2. The Review of AWS AI Day: Infrastructure and SRE in GenAI Era

The above research paper and industry report conclusions give the public a fact-based overview of Generative AI. AWS AI Day, on the other hand, demonstrates how leading technology companies are implementing GenAI solutions, highlighting three critical areas for infrastructure architects:

Application Development Integration including understand deployment patterns, related function structures, layered and well-structured resource allocation strategies.
Infrastructure Design/Delivery Model should be function/service-based RACI frameworks instead of product/layer-based ones and also need to embrace changing service mesh requirements.
SRE Implementation for deployment and improvement automation with performance monitoring at an early stage.

As the clients' IT environment transforms so fast, advanced services must be provided with a delivery-assisted/ requirements-driven approach based on data-driven operations. This makes SRE come to the center when thinking of Infrastructure/Cloud design in the Generative AI Era.

On the other hand, the issue is obvious: how to integrate AI with SRE into project delivery in the Generative AI Era in a reproducible way no matter if the system infrastructure is cloud-native or hybrid, and how to set up an effective professional team/ process to support it.

3. Business Case-based Modeling: Integrated SRE for Advanced Infrastructure Delivery in the GenAI Era

Our proposed model focuses on 5 interconnected categories, each implemented through SRE's core principles of automation, agility, and observability. This model focused on how to prepare and set up a valid infrastructure that supports AI applications. Integrated into a real-world AWS hybrid case are as follows.

3.1 Enterprise Solution Design/Delivery

This is the first category that should be discussed before anything else. The final goal, overall strategy, roadmap, and solution should be deeply communicated with all stakeholders and make sure every key performer is at least on the same page with the decisions at a high level. Besides 7R methodologies, commonly used discussion layering and structured strategies for this stage are listed below. These work like a bridge between high-level theory and detailed designs.

Complete Cloud Native: replace existing on-premises systems with a new architecture design for cloud environments.
Semi-Cloud Native: modify existing on-premises systems by implementing AWS agents or AWS Outposts.
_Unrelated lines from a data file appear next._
PR #1350, opened 2022-09-20
[DR-2759] Propagate parent job identifiers to child jobs

okotsopoulos:
https://broadworkbench.atlassian.net/browse/DR-2759

Recently, we expanded job endpoint permissions so that if a caller could have performed the original operation on the resource, then they should be able to access the job even if they didn’t launch it.

Child flights spawned in `IngestDriverStep` now inherit the permission structure of the parent flight: if a user has implicit permissions to view the parent flight, they will now be able to view any child flights.

**Changes**
- `IngestDriverStep` now passes select parent flight input parameters to its child flights: the input parameters used to verify implicit job viewing permissions.
- Expanded unit tests.

### DIFF
--- a/src/main/java/bio/terra/service/filedata/flight/ingest/IngestDriverStep.java
+++ b/src/main/java/bio/terra/service/filedata/flight/ingest/IngestDriverStep.java
@@ -38,7 +38,6 @@ import bio.terra.stairway.exception.StairwayExecutionException;
 import com.google.common.annotations.VisibleForTesting;
 import java.util.LinkedList;
 import java.util.List;
-import java.util.Optional;
 import java.util.UUID;
 import java.util.concurrent.TimeUnit;
 import java.util.stream.Collectors;
@@ -317,16 +316,16 @@ public class IngestDriverStep extends DefaultUndoStep {
 
   /** Add existing `key`-val pair from `context`'s input parameters to `flightMap`. */
   @VisibleForTesting
-  <T> void propagateContextToFlightMap(
+  static <T> void propagateContextToFlightMap(
       FlightContext context, FlightMap flightMap, String key, Class<T> paramType) {
-    Optional<T> maybeParam;
     try {
-      maybeParam = Optional.ofNullable(context.getInputParameters().get(key, paramType));
+      T param = context.getInputParameters().get(key, paramType);
+      if (param != null) {
+        flightMap.put(key, param);
+      }
     } catch (Exception ex) {
       logger.error("Unable to deserialize context input parameter value", ex);
-      maybeParam = Optional.empty();
     }
-    maybeParam.ifPresent(param -> flightMap.put(key, param));
   }
 
   private void launchLoads(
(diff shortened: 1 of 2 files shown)


src/main/java/bio/terra/service/filedata/flight/ingest/IngestDriverStep.java
```diff
@@ -311,6 +315,20 @@ private LoadCandidates getLoadCandidates(FlightContext context, UUID loadId, int
...
+  <T> void propagateContextToFlightMap(
+      FlightContext context, FlightMap flightMap, String key, Class<T> paramType) {
+    Optional<T> maybeParam;
+    try {
+      maybeParam = Optional.ofNullable(context.getInputParameters().get(key, paramType));
+    } catch (Exception ex) {
+      logger.error("Unable to deserialize context input parameter value", ex);
+      maybeParam = Optional.empty();
+    }
+    maybeParam.ifPresent(param -> flightMap.put(key, param));
```
pshapiro4broad: Personally I don't think `Optional` adds value here over comparing `!= null`. Not using `maybeParam` is less code too, I think.
```suggestion
    try {
      T param = context.getInputParameters().get(key, paramType);
      if (param != null) {
        flightMap.put(key, param);
      }
    } catch (Exception ex) {
      logger.error("Unable to deserialize context input parameter value", ex);
    }
```

src/main/java/bio/terra/service/filedata/flight/ingest/IngestDriverStep.java
```diff
@@ -311,6 +315,20 @@ private LoadCandidates getLoadCandidates(FlightContext context, UUID loadId, int
     return candidates;
   }
 
+  /** Add existing `key`-val pair from `context`'s input parameters to `flightMap`. */
+  @VisibleForTesting
+  <T> void propagateContextToFlightMap(
```
pshapiro4broad: This can be `static`.

src/main/java/bio/terra/service/filedata/flight/ingest/IngestDriverStep.java
```diff
@@ -349,6 +367,17 @@ private void launchLoads(
       inputParameters.put(JobMapKeys.CLOUD_PLATFORM.getKeyName(), platform.name());
       inputParameters.put(JobMapKeys.PARENT_FLIGHT_ID.getKeyName(), context.getFlightId());
 
+      // Permissions to view child jobs are inherited from the parent:
+      propagateContextToFlightMap(
+          context,
+          inputParameters,
+          JobMapKeys.IAM_RESOURCE_TYPE.getKeyName(),
```
pshapiro4broad, line 373: You could avoid the duplicate calls to `getKeyName()` here by having `propagateContextToFlightMap()` accept `JobMapKeys` instead of `String`, and calling `getKeyName()` inside `propagateContextToFlightMap()`.

pshapiro4broad (approved):
Code looks OK, some possible suggestions.

src/main/java/bio/terra/service/filedata/flight/ingest/IngestDriverStep.java
okotsopoulos: Fair.  The `Optional` added more value before I introduced the try-catch.

src/main/java/bio/terra/service/filedata/flight/ingest/IngestDriverStep.java
okotsopoulos: I considered this, but input parameter keys are not always derived from `JobMapKeys`, so I preferred to leave this a bit more generalizable.

otchet-broad (approved):
Nice additional tests coverage.

nmalfroy (approved):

This type of on-premises system should be interactive with cloud-native ones closely but for some reason cannot be totally transformed by now.
On-premises Remains: This kind of system is the one waiting for retirement.

After categorizing all target systems, splitting them into groups to fit specific the roadmap discussed from multiple angles, such as cost, time, governance, etc.

3.2 Agile Product Design/Delivery

This is the second category that should be discussed, and it is also where the SRE cores, automation, agility, and observability, come to the front. Leveraging the decisions into standard design/delivery and tailored design/delivery and applying them to components at a high level. Make sure every function/component of the decided architecture has its layers settled.

The standard design/delivery is the foundation and initial component of Advanced Infrastructure Delivery. It is focused on setting up the basic functions such as networking, computing, and load balancing as fast as possible. They are pre-designed/built IaC modules after several large-scale projects across multiple industries. The general lineup should include the following.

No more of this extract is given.